Due to iterative adoption of technology by organizations, Enterprise Middleware applications needs to co-exist in heterogeneous environments. For any new or old application, one new particulate functionality either had to be redeveloped or reintegrated which throws a situation of multiple version of similar application specification exist within one organization. This puts other operational issues maintenance, version control and patch updates. SOA solved this problem holistically by bring these different applications for similar functionality as a service at one central location and provide interface to all.
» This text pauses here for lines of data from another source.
PR #307, opened 2026-08-25
ENG-2200 + ENG-2203: record which surface every finding occupies

hiagofranco:
The CVE report was feed-scoped — 6,227 packages on qemuarm64 — with no way to tell which of them ship on a device. Every recipe entry now carries a required `scope`:

| `scope` | Means |
| -- | -- |
| `boot-chain` | on the device, installed by no package manager |
| `base-runtime` | ships in the image as an installed package |
| `feed` | built and installable, not in this image |
| `build-only` | never reaches the device as itself |

**A label on the finding, never a filter on the report.** Narrowing to the image manifest is the obvious alternative and is wrong three ways: a feed package is installable, a statically-linked binary carries code from a toolchain recipe that is not installed, and the boot chain is in no manifest.

One taxonomy closes ENG-2200 and ENG-2203, whose carve-outs are the same rule from opposite directions.

## Worth reviewing carefully

`build-only` is the only value asserting a recipe is *absent* from the device, so it is earned: a package-less recipe is host tooling only if named like host tooling. Anything else package-less is a deploy-only target recipe (`imx-atf`, `firmware-*`, a `u-boot` with `PACKAGES = ""`) and scopes `boot-chain`.

The two mechanisms cover different cases, and both are needed. `AVOCADO_CVE_BOOT_CHAIN` matches exact recipe names and is what labels a *packaged* boot-chain recipe; it is meant to be overridden per machine. The fallback handles the package-less ones a vendor layer adds that no default list has heard of. Neither subsumes the other.

The naming rule is empirical. A first version scoped `gcc-source-13.4.0` and `libgcc-initial` as `boot-chain` on a real build; it was then checked against all 94 package-less recipes across the three cve-check statuses, which added the `-initial` and `gcc-source-<PV>` families.

## Contract

Stays version `1` — the compatibility rules do not name a new *required* field on a recipe entry, and the README records why it was made at 1 anyway. Scope and `packaged` are independent, so **scope does not partition `packaged_cves`**. Per-scope totals are deliberately not counters; only `manifests_read` is added.

## Verification

109 tests pass including the jsonschema-backed schema tests; `bitbake -c cve_report` succeeds; verified against the real qemuarm64 tree at all three statuses:

| status | base-runtime | boot-chain | feed | build-only |
| -- | -- | -- | -- | -- |
| Unpatched | 10 | 1 | 14 | 26 |
| Patched | 42 | 3 | 72 | 94 |
| Ignored | 11 | 0 | 12 | 21 |

`unscanned_recipes: 11` / `no_cve_record_recipes: 97` identical across four runs — the coverage denominator does not move.

## Known gaps, deliberate

- ENG-2200 criterion 3 is answered in the layer README, not in the report document.
- ENG-2200 criterion 2 (statically-linked runtimes attributed to the dependent package) ships as README principle, not code — nothing built here ships such a runtime yet. `scope` is per-recipe, so encoding it later is a **schema change**.
- Verified since on i.MX95 (a second BSP, 93 build-only recipes): nothing is mislabelled `build-only`, and the one genuinely package-less firmware recipe, `imx-boot-firmware-files`, scopes `boot-chain` through the fallback. Note that `u-boot-imx`, `imx-atf`, `imx-boot` and `imx-system-manager` all produce `-dbg`/`-dev` packages, so they scope `feed` and need `AVOCADO_CVE_BOOT_CHAIN` set in the i.MX machine config — the fallback is not the mechanism for them.

### DIFF
--- a/meta-avocado-sbom/lib/avocado_sbom/report.py
+++ b/meta-avocado-sbom/lib/avocado_sbom/report.py
@@ -597,12 +597,24 @@ def default_paths(tmpdir, machine=None):
 def default_manifests(tmpdir, machine=None):
     """Image manifests under a build's TMPDIR.
 
+    IMAGE_LINK_NAME for the images that ship, so a machine's flashing images
+    and the stale timestamped manifests beside each symlink stay out - both
+    would scope base-runtime.
+
     Kept out of default_paths so its return shape stays frozen: an empty result
     is a normal outcome here, not the failure every branch of default_paths
     raises for.
     """
-    images = os.path.join(tmpdir, "deploy", "images", machine or "*")
-    return sorted(glob.glob(os.path.join(images, "*.manifest")))
+    root = os.path.join(tmpdir, "deploy", "images")
+    return sorted(
+        path
+        for images in glob.glob(os.path.join(root, machine or "*"))
+        for path in glob.glob(
+            os.path.join(
+                images, "avocado-image-*-%s.manifest" % os.path.basename(images)
+            )
+        )
+    )
 
 def main():
     import argparse
@@ -637,7 +649,8 @@ def main():
         action="append",
         default=[],
         help="image manifest naming the base runtime, repeatable; overrides "
-        "the ${DEPLOY_DIR}/images/${MACHINE}/*.manifest default",
+        "the ${DEPLOY_DIR}/images/${MACHINE}/avocado-image-*-${MACHINE}.manifest "
+        "default",
     )
     parser.add_argument(
         "--boot-chain",
--- a/meta-avocado-sbom/lib/avocado_sbom/report.py
+++ b/meta-avocado-sbom/lib/avocado_sbom/report.py
@@ -104,7 +104,7 @@ def read_manifests(manifest_paths, stats):
     """
     installed = set()
 
-    for path in sorted(manifest_paths):
+    for path in manifest_paths:
         try:
             with open(path, errors="ignore") as f:
                 lines = f.read().splitlines()
@@ -131,11 +131,9 @@ SCOPES = ("boot-chain", "base-runtime", "feed", "build-only")
 # and libgcc-initial matched none of the obvious suffixes.
 def _is_host_tooling(recipe):
     return (
-        recipe.startswith("nativesdk-")
-        or recipe.endswith(("-native", "-cross", "-crosssdk", "-initial"))
+        recipe.endswith(("-native", "-cross", "-crosssdk", "-initial", "-source"))
         or "-cross-" in recipe
         or "-source-" in recipe
-        or recipe.endswith("-source")
     )
 
 def _scope(recipe, package_names, installed, boot_chain):
@@ -152,6 +150,11 @@ def _scope(recipe, package_names, installed, boot_chain):
     """
     if recipe in boot_chain:
         return "boot-chain"
+    # Before package membership, unlike the rest of host tooling: PKGDATA_DIR_SDK
+    # packages nativesdk recipes, so they are packaged and would read "feed" -
+    # installable on a device, which is what the prefix rules out.
+    if recipe.startswith("nativesdk-"):
+        return "build-only"
     if any(name in installed for name in package_names):
         return "base-runtime"
     if package_names:
@@ -647,8 +650,8 @@ def main():
         action="append",
         default=[],
         help="image manifest naming the base runtime, repeatable; overrides "
-        "the ${DEPLOY_DIR}/images/${MACHINE}/avocado-image-{rootfs,initramfs}-"
-        "*.manifest default",
+        "the avocado-image-rootfs-*.manifest and avocado-image-initramfs-*"
+        ".manifest defaults under ${DEPLOY_DIR}/images/${MACHINE}",
     )
     parser.add_argument(
         "--boot-chain",
--- a/meta-avocado-sbom/lib/avocado_sbom/report.py
+++ b/meta-avocado-sbom/lib/avocado_sbom/report.py
@@ -24,6 +24,7 @@ class Stats(dict):
         "ignored_cves",
         "patched_cves",
         "unknown_status_cves",
+        "manifests_read",
     )
 
     def __init__(self):
@@ -94,6 +95,73 @@ def read_pkgdata(pkgdata_dirs, stats):
 
     stats.packages = len(packages)
     return packages, recipe_versions
+
+def read_manifests(manifest_paths, stats):
+    """Package names installed by the given image manifests.
+
+    A manifest line is "PKG ARCH VERSION". An absent one is not an error - see
+    _scope for why the report degrades rather than fails.
+    """
+    installed = set()
+
+    for path in sorted(manifest_paths):
+        try:
+            with open(path, errors="ignore") as f:
+                lines = f.read().splitlines()
+        except OSError:
+            continue
+
+        names = {fields[0] for fields in (line.split() for line in lines) if fields}
+        if not names:
+            # Truncated: counting it would report the image as scoped by it.
+            continue
+        installed.update(names)
+        stats.manifests_read += 1
+
+    return installed
+
+# Most privileged first. A label on every finding, never a filter on the
+# report - the README's "Scope" section has why.
+SCOPES = ("boot-chain", "base-runtime", "feed", "build-only")
+
+# Naming is the only signal the report's inputs carry; the real one is whether
+# the recipe inherits deploy, which needs a per-recipe datastore the standalone
+# path lacks. Checked against all 94 package-less recipes on a qemuarm64 world
+# build - the -source and -initial families are there because gcc-source-<PV>
+# and libgcc-initial matched none of the obvious suffixes.
+def _is_host_tooling(recipe):
+    return (
+        recipe.startswith("nativesdk-")
+        or recipe.endswith(("-native", "-cross", "-crosssdk", "-initial"))
+        or "-cross-" in recipe
+        or "-source-" in recipe
+        or recipe.endswith("-source")
+    )
+
+def _scope(recipe, package_names, installed, boot_chain):
+    """Which surface a recipe occupies.
+
+    Boot chain is checked first and by name, not package membership: u-boot and
+    trusted-firmware-a reach the device through avocado-img-bootfiles, which
+    scrapes DEPLOY_DIR_IMAGE, so no manifest names them.
+
+    "build-only" is the only value asserting a recipe is NOT on the device, so
+    it is earned rather than defaulted to. Read no manifest and everything
+    packaged reads "feed" - over-reporting the device, which is the safe way to
+    be wrong.
+    """
+    if recipe in boot_chain:
+        return "boot-chain"
+    if any(name in installed for name in package_names):
+        return "base-runtime"
+    if package_names:
+        return "feed"
+    if _is_host_tooling(recipe):
+        return "build-only"
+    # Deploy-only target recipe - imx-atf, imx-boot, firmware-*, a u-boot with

With this approach, Business Process gets greater alignment between IT and line of business while generating more flexibility by reuseability of existing infrastructure and well defined interface for collaboration between business processes.
I used to think it is more about Web Service communicating with each other over ESB. But when I started to look close, found web service with lots of customized standard from J2EE world.
- Actors - Service Requester and Providers
- Action - Message Exchange
- Medium - Shared transport for message flow
Four major pillars:
- Web Service Description Language (WSDL): It is self explanatory description of service in a platform independent XML file.
- SOAP Messages: It is communication transport layer where business documents are exchanged in heterogeneous environment where providers have very little info about each other.
- Universal Definition, Discovery and Integration (UDDI): An enterprise level service directory/registory to look-up and invoke services.
- Quality of Service (QoS): Service level agreement about security consideration, authentication and authorization standard and reliability of messages in the system
SOA is more than web service. Web service role is to communicate with a service using SOAP/UDDI/HTTP, but SOA needs collaboration infrastructure of enterprise class communication both asynchronous and synchronous. Messaging has been the pick and ESP provides it at enterprise level. It is not mandatory that your SOA has to be ESB based but it suites the bill best. SOA is technology agnostic, therefore, there can't be one vendor providing all the nuts and bolts at least for near future. But SOA will remain at center-point of Enterprise Integration technology.
Pitfalls of SOA?
- To view SOA as an end, rather than a means to an end. Developers who focus on building an SOA solution rather than solving a specific business problem are more likely to create complex, unmanageable, and unnecessary interconnections between IT resources.
- Try to solve multiple problems at once, rather than solving small pieces of the problem. Taking a top-down approach—starting with major organization-wide infrastructure investments—often fails either to show results in a relevant timeframe or to offer a compelling return on investment.
SOA does require people to think of business and technology differently. Instead of thinking of technology first (e.g., If we implement this system, what kinds of things can we do with it?), practitioners must first think in terms of business functions, or services (e.g., My company does these business functions, so how can I set up my IT system to do those things for me most efficiently?).